Alternativa C — ❌ Incorreta
Reconhece que são receitas de capital, mas afirma que somente podem ser aplicadas em despesas da mesma natureza (capital), vedando as demais aplicações. Esquece-se da exceção do art. 44: a cobertura de déficit de regime de previdência, que é despesa corrente, pode sim ser financiada com essas receitas, desde que autorizada por lei. Portanto, a afirmação de proibição total é falsa.

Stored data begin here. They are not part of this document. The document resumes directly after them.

PR #1891, opened 2019-05-29
persistence.init does not need the config dict

xmatthias:
## Summary
This will simplify the call to persistence.init() by not requiring a configuration dict.

It may not make sense now, but it's an extracted part from a larger refactoring of the plot-scripts (which do REALLY need a lot of love!!)

### DIFF
--- a/freqtrade/freqtradebot.py
+++ b/freqtrade/freqtradebot.py
@@ -73,7 +73,8 @@ class FreqtradeBot(object):
 
         self.active_pair_whitelist: List[str] = self.config['exchange']['pair_whitelist']
 
-        persistence.init(self.config.get('db_url', None), self.config.get('dry_run'))
+        persistence.init(self.config.get('db_url', None),
+                         clean_open_orders=self.config.get('dry_run', False))
 
         # Set initial bot state from config
         initial_state = self.config.get('initial_state')
--- a/freqtrade/freqtradebot.py
+++ b/freqtrade/freqtradebot.py
@@ -73,7 +73,7 @@ class FreqtradeBot(object):
 
         self.active_pair_whitelist: List[str] = self.config['exchange']['pair_whitelist']
 
-        persistence.init(self.config.get('db_url', None), self.config.get('dry_run', False))
+        persistence.init(self.config.get('db_url', None), self.config.get('dry_run'))
 
         # Set initial bot state from config
         initial_state = self.config.get('initial_state')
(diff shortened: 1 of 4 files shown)


freqtrade/freqtradebot.py
```diff
@@ -73,7 +73,7 @@ def __init__(self, config: Dict[str, Any]) -> None:
 
         self.active_pair_whitelist: List[str] = self.config['exchange']['pair_whitelist']
 
-        persistence.init(self.config)
+        persistence.init(self.config.get('db_url', None), self.config.get('dry_run', False))
```
mishaker: dry_run is required. so why do you get a default value?

freqtrade/persistence.py
```diff
@@ -25,15 +25,14 @@
 _SQL_DOCS_URL = 'http://docs.sqlalchemy.org/en/latest/core/engines.html#database-urls'
 
 
-def init(config: Dict) -> None:
+def init(db_url: str, dry_run: bool = False) -> None:
```
mishaker: same here. if there should be a default value, then I don't see why it should be False

freqtrade/freqtradebot.py
xmatthias: Well - tbh - it mimics how it did work before (within `.init()`).

but you're right - i should reconsider...

freqtrade/persistence.py
xmatthias: This was intentional - and looking at the meaning of dry-run for this function it does also make sense (if it's True, it'll close all open orders).

scripts/plot_dataframe.py
```diff
@@ -55,7 +55,7 @@
 def load_trades(args: Namespace, pair: str, timerange: TimeRange) -> pd.DataFrame:
     trades: pd.DataFrame = pd.DataFrame()
     if args.db_url:
-        persistence.init(args.db_url, True)
+        persistence.init(args.db_url, False)
```
hroff-1902: minor: imho, that will be more readable to use the name of the second parameter here:
i.e. `persistence.init(args.db_url, clean_open_orders=False)`

rest LGTM 👍

freqtrade/freqtradebot.py
xmatthias: going to merge this as an out of band discussion (slack) with @mishaker  did confirm this as ready to merge.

Alternativa D — ❌ Incorreta
Classifica os recursos como receita corrente do Estado. Alienação de bens é receita de capital (art. 11, §3º, da Lei 4.320/1964 — receitas de capital incluem a alienação de bens). Consequentemente, a conclusão de que podem ser aplicados em despesas correntes é errada. A receita de capital não se incorpora à receita corrente; seu uso é restrito às despesas de capital, salvo a exceção previdenciária. Alternativa claramente incorreta.
Alternativa E — ✅ Correta ⟵ GABARITO
A alternativa E está em total conformidade com o art. 44 da LRF: "É vedada a aplicação da receita de capital derivada da alienação de bens e direitos que integram o patrimônio público para o financiamento de despesa corrente, salvo se destinada por lei aos regimes de previdência social, geral e próprio dos servidores públicos." Assim, não podem ser aplicados em despesas de custeio (seja saúde, educação ou qualquer outra), mas podem ser destinados, por lei, à cobertura de déficit de regime de previdência dos servidores. Correta.
NÃO CAIA NESSA!
A banca tenta confundir o candidato de duas formas: (1) classificando a alienação como receita corrente (alternativa D) e (2) esquecendo a exceção do art. 44 que permite o uso para previdência (alternativas A, B, C). Fique atento: a regra geral é vedação ao custeio, mas a lei pode excepcionar para regimes de previdência. Memorize essa exceção, pois é o ponto mais cobrado do artigo.